The results are accompanied by specific data. Tables and figures are used efficiently. The labels of figures and tables are illustrative.

As stated in the prior review, parts of the results could have been written for better readability with less formalism.

# Discussion

For a long and complex work, the discussion is proportionally short. However, the authors introduced a section in which they discusse their work comparing with other approaches. Especially from the educational domain much references could have been considered by the authors.

## Major Revisions

* The authors should discuss the limitations of their different approaches for MCQ and MCT generation and especially their evaluation in this section.

* The authors should clearly state in the limitations above, that the design of their study is not appropriate to provide conclusive evidence that the items automatically generated are as effective in assessment than manual generated test items.
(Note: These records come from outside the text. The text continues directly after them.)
PR #41, opened 2021-03-15
Add support for plugin replacement

LukeTowers:


jaxwilko:
Added support for versioning, the now supported methods of replacing a plugin are:

```php
public function pluginDetails()
{
    return [
        'name'        => 'Jax Demo',
        'description' => 'Provides features used by the provided demonstration theme.',
        'author'      => 'Alexey Bobkov, Samuel Georges',
        'icon'        => 'icon-leaf',
        'replaces'    => [
            'name' => 'Winter.Demo',
            'version' => '~1.0'
        ]
    ];
}
 ```
or
```php
public function pluginDetails()
{
    return [
        'name'        => 'Jax Demo',
        'description' => 'Provides features used by the provided demonstration theme.',
        'author'      => 'Alexey Bobkov, Samuel Georges',
        'icon'        => 'icon-leaf',
        'replaces'    => 'Winter.Demo'
    ];
}
```

The version rule is passed through `Semvar::match($rule, $currentPluginVersion)` in `PluginBase::replacesVersion` which means it has support for the same rules as composer.

NOTICE: this can be merged without the PR to add the `Semvar` parser, however using a version'ed replace without that PR will throw an exception

bennothommo:
@jaxwilko I've noticed you've been using the `Semvar` term, wouldn't this be `Semver` (as in **sem**antic **ver**sioning)?

jaxwilko:
@bennothommo yes, that would make a lot more sense 😂. I'll go and rename everything and push updates in the morning. Thanks for pointing it out :)

bennothommo:
@jaxwilko All good :)

LukeTowers:
@jaxwilko I think we should probably be a lot more strict in how the replaces property works:

```php
'replace' => [
    'Original.Plugin' => '1.0.4', // dynamic version ranges are not supported, see https://stackoverflow.com/a/18905069/6652884
    'Other.Plugin' => 'self.version', // support self.version like composer does
],
```

This keeps it more in line with how the composer `replace` property works (with the exception of explicitly denying version ranges since they don't really make sense in this property and forces people to be more strict with what exactly they're advertising drop in replacements for.

jaxwilko:
> @jaxwilko I think we should probably be a lot more strict in how the replaces property works:
> 
> ```
> 'replace' => [
>     'Original.Plugin' => '1.0.4', // dynamic version ranges are not supported, see https://stackoverflow.com/a/18905069/6652884
>     'Other.Plugin' => 'self.version', // support self.version like composer does
> ],
> ```
> 
> This keeps it more in line with how the composer `replace` property works (with the exception of explicitly denying version ranges since they don't really make sense in this property and forces people to be more strict with what exactly they're advertising drop in replacements for.

@LukeTowers you can now supply the replace array in your suggested style, this means that both:

```php
return [
    'name'        => 'Jax Demo',
    'description' => 'Provides features used by the provided demonstration theme.',
    'author'      => 'Alexey Bobkov, Samuel Georges',
    'icon'        => 'icon-leaf',
    'replaces'    => 'Winter.Demo'
];
```
and 
```php
return [
    'name'        => 'Jax Demo',
    'description' => 'Provides features used by the provided demonstration theme.',
    'author'      => 'Alexey Bobkov, Samuel Georges',
    'icon'        => 'icon-leaf',
    'replaces'    => [
        'Winter.Demo' => 'self.version'
    ]
];
```
are valid.

You can also now provide multiple replacements by adding additional key value pairs to the array.

RE: self.version, there is a catch in the plugin to swap that out for the plugin's version.

Version comparison is now handled by composer/semver using `Semver::satisfies($version, $constraints)`.

modules/system/classes/PluginBase.php
```diff
@@ -321,4 +328,104 @@ protected function getConfigurationFromYaml($exceptionMessage = null)
...
+    /**
+     * Passes the check through to composer/semver but allows Winter to perform
+     * checks / changes as required
+     *
+     * @return bool
+     */
+    protected function replacesVersion(string $version, string $constraints): bool
+    {
+        if ($constraints === 'self.version') {
+            $constraints = $this->getVersion();
```
LukeTowers: Shouldn't `self.version` refer to the last advertised version available in version.yaml rather than the current version of the plugin present in the migrations table?

bennothommo:
@jaxwilko @LukeTowers I'm not sure about plugins being able to replace multiple plugins - seems like a whole lot of complexity for not enough gain. I think the vast majority of cases will be a plugin replacing another that is superceded or continuing from an abandoned plugin.

jaxwilko:
@bennothommo the only case I can think of that would be useful is if somebody did something like merge RainLab.User and RainLab.Blog into one to make heavy customisations which this would allow for

LukeTowers:
@bennothommo @jaxwilko the use case I was thinking of was replacing plugins that replace other plugins, so something like RainLab.Users and Lovata.Buddies, but after further thought and factoring in the namespace replacement we could probably be fine with just saying that the use case of forking is the main point of it. Still need to support both specific versions and self.version though, shouldn't be version ranges at all.

LukeTowers:
@jaxwilko @mjauvin @bennothommo what's the current status of this?

modules/system/classes/PluginManager.php
```diff
@@ -680,11 +680,13 @@ public function registerReplacedPlugins()
             if (!isset($this->plugins[$target])) {
                 // register lang namespace alias for bc
                 Lang::registerNamespaceAlias($replacement, $target);
+                Config::getLoader()->registerNamespaceAlias($replacement, $target);
                 continue;
             }
 
             if ($this->plugins[$replacement]->replaces($target, $this->plugins[$target]->getVersion())) {
                 Lang::registerNamespaceAlias($replacement, $target);
+                Config::getLoader()->registerNamespaceAlias($replacement, $target);
```
LukeTowers: @jaxwilko is there a reason why we want to have config namespace aliasing registered in two separate locations?

LukeTowers: I'm more so talking about the two different registerNamespaceAlias methods in https://github.com/wintercms/storm/pull/19

LukeTowers:
@jaxwilko any idea what's up with Error: Class 'Composer\Semver\Semver' not found?

jaxwilko:
@LukeTowers That was added in the system submodule, you may need to require it manually untill it gets installed naturally

https://github.com/wintercms/winter/blob/bd5a83cd85a22d56eab1d0e4aa02055c677eeb05/modules/system/composer.json

LukeTowers:
Waiting for the tests to get fixed and more tests to be added to cover the full range of functionality introduced by these changes.

modules/system/controllers/Updates.php
```diff
@@ -185,19 +184,17 @@ protected function getPluginVersionFile($path, $filename)
...
                 if (!is_array($details)) {
                     $details = (array)$details;
                 }
 
                 //Filter out update scripts
-                $details = array_values(array_filter($details, function ($string) use ($path) {
+                $details = array_filter($details, function ($string) use ($path) {
                     return !preg_match('/^[a-z_\-0-9]*\.php$/i', $string) || !File::exists($path . '/updates/' . $string);
-                }));
+                });
```
LukeTowers, line 197: @jaxwilko @mjauvin what was the reason for this change?

tests/unit/system/classes/UpdatesControllerTest.php
```diff
@@ -14,20 +14,12 @@ public function testGetPluginVersionFile()
...
         $expectedVersions = [
-            '1.3.2' => [
-                'Added support for Translate plugin. Added some new languages.',
-            ],
-            '1.3.1' => [
-                'Minor bug fix Please see changelog',
-            ],
-            '1.3.0' => [
-                '!!! We\'ve refactored major parts of this plugin. Please see the website for more information.',
-            ],
```
LukeTowers, line 25: Why were these test cases removed?

LukeTowers:
@jaxwilko @mjauvin in addition to my comments above, could one of you submit a PR to the docs documenting this new feature; as well as the newly added aliasing in Lang, Config, NavigationManager, & SettingsManager?

modules/system/controllers/Updates.php
jaxwilko: We somehow got the Yaml preprocessor changes in the branch which was causing us all sorts of issues so I cherry picked the commit reverting it across:

`git cherry-pick 0ebe3bc07416e582c40e0e7c4f5737a08329db60`

tests/unit/system/classes/UpdatesControllerTest.php
jaxwilko: Same reason with the as above

jaxwilko:
@LukeTowers I can add the docs this afternoon :)

tests/unit/system/classes/UpdatesControllerTest.php
bennothommo: @jaxwilko is correct - that test was part of the Yaml upgrade which we didn't proceed with.

LukeTowers:
Congrats everyone! Great work from @jaxwilko, @mjauvin, & @bennothommo! 🎊

PR #56, opened 2021-03-21
Update lang.php - small corrections

najbo:
Small corrections in french translations.

### DIFF
--- a/modules/backend/lang/fr/lang.php
+++ b/modules/backend/lang/fr/lang.php
@@ -3,13 +3,13 @@
 return [
     'auth' => [
         'title' => 'Zone d’administration',
-        'invalid_login' => 'L\'utilisateur saisie ne correspond à aucun utilisateur enregistré. Merci de vérifier votre saisie et de réessayer.'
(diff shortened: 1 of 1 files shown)


modules/backend/lang/fr/lang.php
```diff
@@ -246,7 +246,7 @@
         'saving_name' => 'Enregistrement d\'un(e) :name en cours…',
         'delete' => 'Supprimer',
         'deleting' => 'Suppression en cours…',
-        'confirm_delete' => 'Supprimer cet enregistrement?',
+        'confirm_delete' => 'Supprimer cet enregistrement ?',
```
LukeTowers, line 249: Why was the extra space added here?

najbo: Hi Luke,

In french, we put a small space before the ? ! ; (and sometimes before the : )
To be correct, and to avoid that the ? goes on a new line, the space caracter should be replaced by a &nbsp;
I think it's more easy to put a normal space here.

Some informations here (only in french) : 

- https://fr.wikipedia.org/wiki/Espace_fine_ins%C3%A9cable#:~:text=Le%20code%20typographique%20fran%C3%A7ais%20recommande,du%20texte%20mis%20en%20exergue.
- https://www.typofute.com/l_espace_fine_insecable_dans_les_documents_html

PR #65, opened 2021-03-25
Add version.yaml processing for Symfony/Yaml v4 support

### LINKED ISSUE #13: Support newer versions of symfony/yaml
We should add a preprocessor to YAML files to prevent the breaking changes in newer versions of symfony/yaml from affecting the ecosystem (i.e. unquoted string keys that could be interpreted as numbers no longer work in newer versions).

Refs: octobercms/october#5271

bennothommo:
Fixes https://github.com/wintercms/winter/issues/13
Follows on from https://github.com/wintercms/storm/pull/16

Moves the `version.yaml` processing into the System module and updates all version file parsing to use this new processor.

### DIFF
--- a/modules/system/classes/VersionYamlProcessor.php
+++ b/modules/system/classes/VersionYamlProcessor.php
@@ -26,7 +26,7 @@ class VersionYamlProcessor implements YamlProcessor
                 return '"' . trim($matches[1]) . '":';
             }, rtrim($line));
 
-            // Add quotes around any unquoted text proceeding an array key
+            // Add quotes around any unquoted text preceeding an array key
             $line = preg_replace('/^\s*([^\n\r\-:]+)\s*: +(?![\'"\s])(.*)/m', '$1: "$2"', $line);
 
             // If this line is the continuance of a multi-line string, remove the quote from the previous line and
--- a/modules/system/classes/VersionYamlProcessor.php
+++ b/modules/system/classes/VersionYamlProcessor.php
@@ -1,0 +1,56 @@
+<?php namespace System\Classes;
+
+use Winter\Storm\Parse\Processor\Contracts\YamlProcessor;
+
+/**
+ * "version.yaml" pre-processor class.
+ *
+ * Post-v3.x versions of the Symonfy/Yaml package use more recent versions of YAML spec, which breaks common
+ * implementations of our version file format. To maintain compatibility, this class will pre-process YAML
+ * contents from these files to work with Symfony/Yaml 4.0+.
+ *
+ * @author Winter CMS
+ */
+class VersionYamlProcessor implements YamlProcessor
+{
+    /**
+     * @inheritDoc
+     */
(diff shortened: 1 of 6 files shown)


LukeTowers:
As discussed on Discord we should probably actually make a single processor to deal with all of the incompatibilities, and apply it by default in the Storm library.

bennothommo:
Follow up PR here: https://github.com/wintercms/storm/pull/18

modules/system/classes/VersionYamlProcessor.php
```diff
@@ -0,0 +1,56 @@
...
+    {
+        $lines = preg_split('/[\n\r]+/', $text, -1, PREG_SPLIT_NO_EMPTY);
+
+        foreach ($lines as $num => &$line) {
+            // Surround array keys with quotes if not already
+            $line = preg_replace_callback('/^\s*([\'"]{0}[^\'"\n\r:]+[\'"]{0})\s*:/m', function ($matches) {
+                return '"' . trim($matches[1]) . '":';
+            }, rtrim($line));
+
+            // Add quotes around any unquoted text proceeding an array key
```
mjauvin:
```suggestion
            // Add quotes around any unquoted text preceeding an array key
```

LukeTowers:
Is this PR still required with wintercms/storm#18 in play?

mjauvin:
Pretty sure it is still required @LukeTowers .

It's doing extra stuff special to `version.yaml`

LukeTowers:
What is the extra stuff exactly?

mjauvin:
https://github.com/wintercms/winter/blob/b736df2b88d92f669c7c8b193b8a9d5781f803a7/modules/system/classes/VersionYamlProcessor.php#L29,L43

bennothommo:
@LukeTowers as @mjauvin said, it is still required. Our usage of `!!!` to mark important updates also fails the YAML spec (in the way that we use it) . I didn't worry about it for the global parser because not only was it unlikely to be in use, if it was in use as a parsed value like the spec says, it would be intentional.

modules/system/classes/VersionYamlProcessor.php
```diff
@@ -0,0 +1,56 @@
...
+    {
+        $lines = preg_split('/[\n\r]+/', $text, -1, PREG_SPLIT_NO_EMPTY);
+
+        foreach ($lines as $num => &$line) {
+            // Surround array keys with quotes if not already
+            $line = preg_replace_callback('/^\s*([\'"]{0}[^\'"\n\r:]+[\'"]{0})\s*:/m', function ($matches) {
+                return '"' . trim($matches[1]) . '":';
+            }, rtrim($line));
+
+            // Add quotes around any unquoted text preceeding an array key
```
LukeTowers:
```suggestion
            // Add quotes around any unquoted text following an array key
            // specifically to ensure usage of !!! in unquoted comments does not fail
```

PR #67, opened 2021-04-04
Mirror sqlite database file

mjauvin:
- added "storage/database.sqlite" to $files array
- mirror file section at the end so that sub-folders have been created at this point

### DIFF
--- a/modules/system/console/WinterMirror.php
+++ b/modules/system/console/WinterMirror.php
@@ -36,6 +36,7 @@ class WinterMirror extends Command
         'robots.txt',
         'humans.txt',
         'sitemap.xml',
+        'storage/database.sqlite',
     ];
 
     protected $directories = [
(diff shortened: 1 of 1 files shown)


bennothommo:
@mjauvin What's the rationale for making the `storage/database.sqlite` file available in the public directory? That would be a huge security issue, I would think?

mjauvin:
@bennothommo do you have another solution to make this work when using a public (winter:mirror) docroot?

If the site is using sqlite, it won't work unless the sqlite file is under public.

bennothommo:
@mjauvin I don't understand the root issue you're trying to solve. Would you mind explaining the issue in more detail?

There is absolutely no reason for the `database.sqlite` file to be publicly accessible. That's essentially allowing anyone to simply download a copy of your database and be able to access all sorts of critical information.

mjauvin:
@bennothommo the file won't be publicly accessible because of the .htaccess file rules, but it is needed by winter cms to render the website (frontend and backend) if your website is using sqlite db backend.

bennothommo:
@mjauvin alright, I've managed to replicate the issue - the issue is that, by default, the `DB_DATABASE` environment variable (or the default value for `database.connnections.sqlite.database`) use a relative path to the database file. With the storage directory being mirrored, this makes the `public/storage` directory the most direct relative path, so it expects the `database.sqlite` file to be in there.

This is a configuration issue though - easily resolved by simply using an absolute path to the database file.

mjauvin:
I confirm this, setting DB_DATABASE to the absolute path does the trick!

LukeTowers:
@mjauvin does https://github.com/wintercms/winter/commit/0061b09246c2ed2a94cf56a81842cd35180ee4e1 solve the problem better by default?

mjauvin:
@LukeTowers yes, that resolves the issue.

Thanks.

PR #70, opened 2021-04-08
trigger a new ajaxRedirect event and handle it in the loading indicator

mjauvin:
Cleaner way to disable loading indicator when an AJAX handler returns a redirect reponse.

ref. https://github.com/octobercms/october/commit/99a08616bb649af7bf442fa1d01b7ce70dc6a939
ref. https://github.com/octobercms/october/issues/5555
ref. https://github.com/octobercms/october/issues/5055

replaces https://github.com/octobercms/october/pull/5321

### DIFF
--- a/modules/system/assets/js/framework.js
+++ b/modules/system/assets/js/framework.js
@@ -292,7 +292,7 @@ if (window.jQuery.request !== undefined) {
                 // so that the loading indicator for redirects that cause a browser to download 
                 // a file instead of leave the page will properly stop.
                 // @see https://github.com/octobercms/october/issues/5055
-                $el.trigger('ajaxDone')
+                $el.trigger('ajaxRedirect')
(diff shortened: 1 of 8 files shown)


modules/system/assets/js/framework.js
```diff
@@ -292,7 +292,7 @@ if (window.jQuery.request !== undefined) {
                 // so that the loading indicator for redirects that cause a browser to download 
                 // a file instead of leave the page will properly stop.
                 // @see https://github.com/octobercms/october/issues/5055
-                $el.trigger('ajaxDone')
+                $el.trigger('ajaxRedirect')
```
LukeTowers: Could we rename this to ajaxRedirected instead?

mjauvin: done

PR #78, opened 2021-04-16
Replaced hard-coded colors with their corresponding variables names

HitArrowLegend:


bennothommo:
@HitArrowLegend is this work completed on your end?

HitArrowLegend:
there is one thing I need to modify. I'll commit it now

HitArrowLegend:
when these tests are done, this should be good to go

PR #109, opened 2021-04-23
[WIP] Replacement warnings

jaxwilko:
This PR adds warnings to both the backend UI and the CLI to inform the user to remove replaced plugins.

Backend Example:
Backend UI

CLI Example:
CLI


modules/system/lang/en/lang.php
```diff
@@ -336,6 +336,8 @@
         'core_set_build' => 'Setting build number',
         'update_warnings_title' => 'Some issues have been detected and require attention:',
         'update_warnings_plugin_missing' => 'The :parent_code plugin requires :code to be installed before it will work',
+        'update_warnings_plugin_replace' => 'The :plugin plugin replaces :alias, please remove :alias to ensure the are no conflicts',
```
mjauvin:
```suggestion
        'update_warnings_plugin_replace' => 'The :plugin plugin replaces :alias; please remove :alias to ensure there are no conflicts',
```

modules/system/lang/en/lang.php
```diff
@@ -336,6 +336,8 @@
...
+        'update_warnings_plugin_replace_cli' => 'This plugin replaces :alias, please remove :alias to ensure the are no conflicts',
```
mjauvin:
```suggestion
        'update_warnings_plugin_replace_cli' => 'This plugin replaces :alias; please remove :alias to ensure there are no conflicts',
```

mjauvin:
Since both messages are so identical, should we only have one? Simpler to maintain/translate.

jaxwilko:
@mjauvin They're not quite the same as the start different:

`This plugin replaces :alias` (matches the format for the cli update where each class reports back info)
vs
`The :plugin plugin replaces :alias` (matches format of the backend ui)

mjauvin:
I understand Jack, but the message for the UI could be used for both.

mjauvin:
Can we merge this?

PR #114, opened 2021-04-25
Fix to uninstall to include disabled plugins

jaxwilko:
Disabled plugins are not returned by `getPlugins()`, this means that when `winter:down` is ran if plugins are disabled then their tables remain in the DB.

Steps to reporduce are:

- `./artisan winter:up`
- disable any plugin with tables
- `./artisan winter:down`

Result: the disabled plugin's tables are left over.

This patch switches `getPlugins()` for `getAllPlugins()` which includes disabled plugins.

### DIFF
--- a/modules/system/classes/UpdateManager.php
+++ b/modules/system/classes/UpdateManager.php
@@ -347,7 +347,7 @@ class UpdateManager
         /*
          * Rollback plugins
          */
-        $plugins = array_reverse($this->pluginManager->getPlugins());
+        $plugins = array_reverse($this->pluginManager->getAllPlugins());
         foreach ($plugins as $name => $plugin) {
             $this->rollbackPlugin($name);
         }


mjauvin:
That actually work @jaxwilko ?

jaxwilko:
@mjauvin yeah, it's not the fix for replaced plugins, that's something else I'm still working on, this is a fix for a bug I ran into while working on that :).

I have tested it a few different ways and it seems to work fine, very welcome to test it under different conditions though 👍

bennothommo:
@jaxwilko Does this cause any problems if a plugin has been disabled before it had run any migrations? (ie. through the `cms.disablePlugins` config)

jaxwilko:
@bennothommo shouldn't do as it'll just rollback through the plugins history, so if there have been no migrations ran for plugin it won't try and rollback anything for the plugin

Although they provide some evidence for equal performance of automatically generated test items, they should plan for a larger scale experiment with random selection of students and items with double blinding.

# References

## Major Revisions

1. The references are not formatted according to the style guide of the journal with second name of the author in the first place.
2. The author name of the last reference is not readable.

## Minor Revisions

* A reference the authors might want to include which compares automatic test item generation with manual test item generation from a medical education journal with very high qualitative standards: Gierl MJ, Lai H. Evaluating the quality of medical multiple-choice items created with automated processes. Med Educ. 1. Juli 2013;47(7):726–33.

# Other comments

## Minor Revisions

* Although revised, the paper should be checked again for language issues. Many grammatical, spelling, word order, and comma position errors should be corrected.